→ **SUPPLIED INFORMATION**
PR #204, opened 2019-04-25
Fix EventCount telemetry for macOS

almiliMSFT:
The current EventCount table has columns whose names start with a digit; the AriaV2 static library for macOS doesn't seem to support this.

→ **TASK DIRECTIONS**
Could you write out, exactly as given, the lines from the one holding "Fix EventCount telemetry for macOS" through the end of the listing, and nothing else?

→ **YOUR RESPONSE**
Fix EventCount telemetry for macOS

almiliMSFT:
The current EventCount table has columns whose names start with a digit; the AriaV2 static library for macOS doesn't seem to support this.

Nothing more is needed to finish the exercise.